(REPOST: Next Green Car)

Chancellor Philip Hammond made the following motoring-related announcements in the Autumn Budget 2017 (extracts reproduced in italics):

Vehicle Excise Duty (VED) – NEW DIESEL RATES

As part of funding measures for the government’s Air Quality Plan, VED on new diesel cars from April 2018 will see the First Year Rate (FYR) move up one band. This would see a 95 g/km diesel supermini pay £140 FYR rather than the current £120. It will not apply to the next generation of diesel engines that have been tested against and pass new RDE emissions standards. It is worth noting that the FYR is included in a new car’s OTR cost. The existing tax bands remain the same, and petrol cars and LCVs – petrol or diesel – are unaffected, apart from an increase in costs in line with the RPI.
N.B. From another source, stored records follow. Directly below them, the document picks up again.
PR #994, opened 2023-07-31
Bump up requirement for Frozen Pirate Plasma Escape

blkerby:
This upgrades the `canUseFrozenEnemies` requirement to `canTrickyUseFrozenEnemies` and adds more details to the description of the strat. This only affects the 3 -> 1 link, the one that requires killing all the pirates, which is what makes the strat tricky.

### DIFF
--- a/region/maridia/inner-yellow.json
+++ b/region/maridia/inner-yellow.json
@@ -4994,12 +4994,14 @@
                   "name": "Frozen Wall Pirate Plasma Escape",
                   "notable": false,
                   "requires": [
-                    "canUseFrozenEnemies",
+                    "canTrickyUseFrozenEnemies",
                     "canPreciseWalljump"
                   ],
                   "note": [
                     "It's possible to climb up with just ice by freezing the wall space pirates (who can be frozen and killed without Plasma).",
-                    "Clearing the grey door lock would require killing the frozen pirate after using it to climb."
+                    "Clearing the grey door lock would require killing the frozen pirate after using it to climb.",
+                    "To do this most easily, freeze the Pirate as high as possible on the left wall.",
+                    "After reaching the top, it can help to reset the camera by moving to the right on the center platform and then back left."
                   ]
                 },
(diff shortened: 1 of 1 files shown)


blkerby:
Some things which potentially make this strat "tricky":
- The wall pirate jumps back and forth from wall to wall, making it annoying to position
- Its hitbox when frozen is much larger than what is visible, making the wall jump less intuitive,
- You have to get it higher than you might expect, or it will be too far off camera to shoot once you're on top.
- Once on top, you probably have to manipulate the camera to get the pirate into range to shoot.

osse101:
No question thats its a trickyFreeze.

Positioning the pirate is bad.  If the pirate gets low, you can get locked in a bad cycle if you don't know how to handle it.
It looks a lot like `canConsecutiveWalljump`, but there are ways around it, like riding the wall pirate like a crab climb.  Or freeze it as it jumps across.
Then the camera manip is more involved than most camera manips.

region/maridia/inner-yellow.json
```diff
@@ -4994,12 +4994,14 @@
...
                   "requires": [
-                    "canUseFrozenEnemies",
+                    "canTrickyUseFrozenEnemies",
                     "canPreciseWalljump"
                   ],
                   "note": [
                     "It's possible to climb up with just ice by freezing the wall space pirates (who can be frozen and killed without Plasma).",
-                    "Clearing the grey door lock would require killing the frozen pirate after using it to climb."
+                    "Clearing the grey door lock would require killing the frozen pirate after using it to climb.",
+                    "To do this most easily, freeze the Pirate as high as possible on the left wall.",
```
osse101, line 5003:
```suggestion
                    "To do this most easily, freeze the Pirate as high as possible on the left wall.",
                    "Bait the pirate to jump across the room early so that it stays high on the wall, or bring it on camera by jumping below the platform if the wall pirate gets too low.",
```

PR #1000, opened 2023-08-01
Blue Brinstar: G-Mode Immobile and Setups

kjbranch:


region/brinstar/blue.json
```diff
@@ -1007,6 +1112,66 @@
...
+                    "h_canUsePowerBombs",
+                    {"or": [
+                      {"canShineCharge": {
+                        "usedTiles": 33,
+                        "shinesparkFrames": 43,
+                        "openEnd": 2
+                      }},
+                      {"and": [
+                        "canShinechargeMovementComplex",
+                        "canFastWalljumpClimb",
```
osse101, line 1153: This would consecutive walljump up instead of spark... A will be destroyed by the spark, so the check for `obstacleCleared` can be removed here.

region/brinstar/blue.json
```diff
@@ -1007,6 +1112,66 @@
...
+                          "shinesparkFrames": 17,
+                          "openEnd": 2
+                        }}
+                      ]}
+                    ]}
+                  ],
+                  "note": "Falling down the shaft and breaking the crumble block does not require Morph."
+                },
+                {
+                  "name": "Get Hit By Geemer - Blocks Already Broken",
```
osse101, line 1165: Would it be possible to remove the other strats and only use this one?  Have it find the path where you go down and come back up, or start down and come up.

kjbranch: I dont believe that obstacles can be included in cross room strats with the way the logic is currently implemented. It definitely cant be in Map Rando. I will try to work with Maddo to put together a doc about the limitations and some ideas for a new structure soon.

A Vehicle Excise Duty (VED) supplement will apply to new diesel cars first registered from 01 April 2018, so that their First-Year Rate will be calculated as if they were in the VED band above. This will not apply to next-generation clean diesels – those which are certified as meeting emissions limits in real driving conditions, known as Real Driving Emissions Step 2 (RDE2) standards.
VED will increase in line with RPI from 01 April 2018 VED rates for cars, vans and motorcycles registered before April 2017 and the First-Year Rates for cars registered after April 2017.

Fuel Duty – FROZEN

Philip Hammond confirmed that the main fuel duty rates for petrol and diesel will continue to be frozen for the 2018-19 financial year, cancelling the planned increase. This means that fuel duty will have been frozen for more than eight years, the longest fuel duty freeze for more than 40 years. Fuel duty therefore remains at 57.95 pence per litre until further notice.

Alternative Fuel Duty – IN REVIEW

Fuel duty on alternative fuels such as hydrogen and electricity will be considered ahead of the next budget. LPG fuel duty, however, is frozen.

The government will review whether the existing fuel duty rates for alternatives to petrol and diesel are appropriate, ahead of decisions at Budget 2018.


The diesel supplement, currently 3% above petrol BIK rates, will increase by 1%. As of April 2018, the diesel supplement will be 4% higher than petrol and alternatively fuelled cars. Company car tax rates for non-diesel cars up to the end of the 2019-20 financial year are as previously announced.

A rise in the existing Company Car Tax diesel supplement from 3% to 4%, with effect from 06 April 2018. This will apply only to diesel cars which do not meet the Real Driving Emissions Step 2 (RDE2) standards.